Species composition of local communities is often affected by environmental gradients (Mason, de Bello, Mouillot, Pavoine, & Dray, 2013). In our local-scale study, a gradient in soil nutrient concentration played a large role in species coexistence and replacement. A previous study showed that as forest succession proceeded, the main soil nutrients limiting dominant species changed (Zhang et al., 2015). Although in our study, this phenomenon might have been caused by soil conditions in the two stands, it also reflects that the requirements of plant species for soil nutrients in different successional stages differ (Huang et al., 2013).

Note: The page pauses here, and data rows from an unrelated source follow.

Issue #4352, opened 2020-06-18
[General] remove symfony/symfony dependency


craigh:
remove symfony/symfony dependency and replace with only needed components.

this is required as part of https://symfony.com/doc/current/setup/flex.html

at least

but also, just good practice and also current best-practice.

Guite:
isn't this necessarily for 4.0.0 ?
because if we remove something this is a BC break

craigh:
the goal would be to not remove anything 😄 

I believe this simply done.

Guite:
Then the description above is misleading:

> replace with **only needed** components

craigh:
possible you are right. I've done some preliminary research. As far as I can tell, the _core_ is not using

 - component/browser-kit // used in functional tests
 - component/css-selector // used in functional tests
 - component/dom-crawler // used in functional tests
 - component/http-client ?? no? maybe used in functional tests?
 - component/inflector
 - component/ldap
 - component/lock
 - component/process ??
 - component/property-access
 - component/property-info
 - component/serializer
 - component/stopwatch
 - component/templating (maybe used by maker?)
 - component/var-dumper
 - component/var-exporter
 - component/web-link

Guite:
If/After #4514 has been merged the String component's `functions.php` file is included in `bootstrap.php` to make the helper methods available (`u()`, `b()`, `s()`).
This inclusion can be removed again as part of #4352 because then the String component will be explicitly added by composer which adds `"files": [ "Resources/functions.php" ]` to the autoloader ([link](https://github.com/symfony/symfony/blob/master/src/Symfony/Component/String/composer.json#L34)).

PR #4433, opened 2020-08-03
Replace custom parameters with real symfony config

craigh:
| Q                 | A
| ----------------- | ---
| Bug fix?          | no
| New feature?      | yes
| BC breaks?        | no
| Deprecations?     | yes
| Fixed tickets     | -
| Refs tickets      | #4352
| License           | MIT
| Changelog updated | yes

## Description

The goal of this PR would be to replace all custom parameters in the `services_custom.yaml` file with appropriate configuration in core extensions/bundles using "real" symfony config.

Ultimately, I'd like to remove the `services_custom.yaml` completely since the `services.yaml` file is _entirely custom anyway_. I would also like to look at removing the `dynamic/generated.yaml` and `default` files as well.

This would all need some BC work so that 3.1.0 doesn't break existing installs, but I think this is quite doable. 

## Todos

- [x] Tests
- [x] Documentation
- [x] Changelog


docs/zikula_theme.yaml
```diff
@@ -0,0 +1,7 @@
+zikula_theme:
+    script_position: head
+    asset_manager:
+        combine: false
+        lifetime: '1 day'
+        compress: true
+        minify: true
```
craigh, line 7: this is currently in the /docs dir to show the structure of the package file if needed. This would ultimately need to be part of the docs.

The two forest successional stages had different dominant species (Supporting Information, Appendixes 1, 3, and 4), which might have been caused by differential responses of dominant species to soil nutrients (Perroni-Ventura et al., 2013). In shrubs, the early-successional stage, the abundance of species such as Arytera littoralis, Litsea glutinosa, and so on, declined, while the other species increased. In contrast, in Forest, which represents a mid-successional stage, the abundance of species, for example, Syzygium buxifolioideum, Litsea glutinosa, and so on, declined, while the other species increased. These results suggest that late recovery species are more able to adapt to the changing understory environment (Huang et al., 2013). The response of dominant species to limiting soil nutrients could predict the destiny of dominant species in late-successional or climax forest. Thus, in shrubs, we would predict the following species to be dominant: Syzygium tephrodes, Maclurodendron oligophlebium, Syzygium buxifolium, Aporosa yunnanensis, Hydnocarpus hainanensis, Xantolis longispinosa, and Ardisia crassinervosa; whereas in forest, we would predict Syzygium buxifolium, Elaeocarpus sylvestris, Litsea variabilis, Dillenia turbinata, Ancistrocladus tectorius, Bridelia balansae, Hancea hookeriana, Litsea verticillata, Schefflera heptaphylla, Casearia membranacea, and Olea dioica. Decline of different dominant species in each successional stage differed (Supporting Information, Appendices 3 and 4). The species with higher decline rates may be eliminated rapidly in the future forest recovery, whereas the species with lower decline rates might persist for a longer time. This phenomenon may be caused by transient adaption to the appearance of a more heterogeneous environment in later successional stages (Bartels & Chen, 2010). However, these species will likely eventually make space for mature-phase dominant species. As forest ecosystems are highly complex, the factors influencing species coexistence and replacement during recovery may be extremely diverse (Lin et al., 2016). Thus, further studies are required to fully explore the species coexistence mechanisms in secondary forest recovery processes.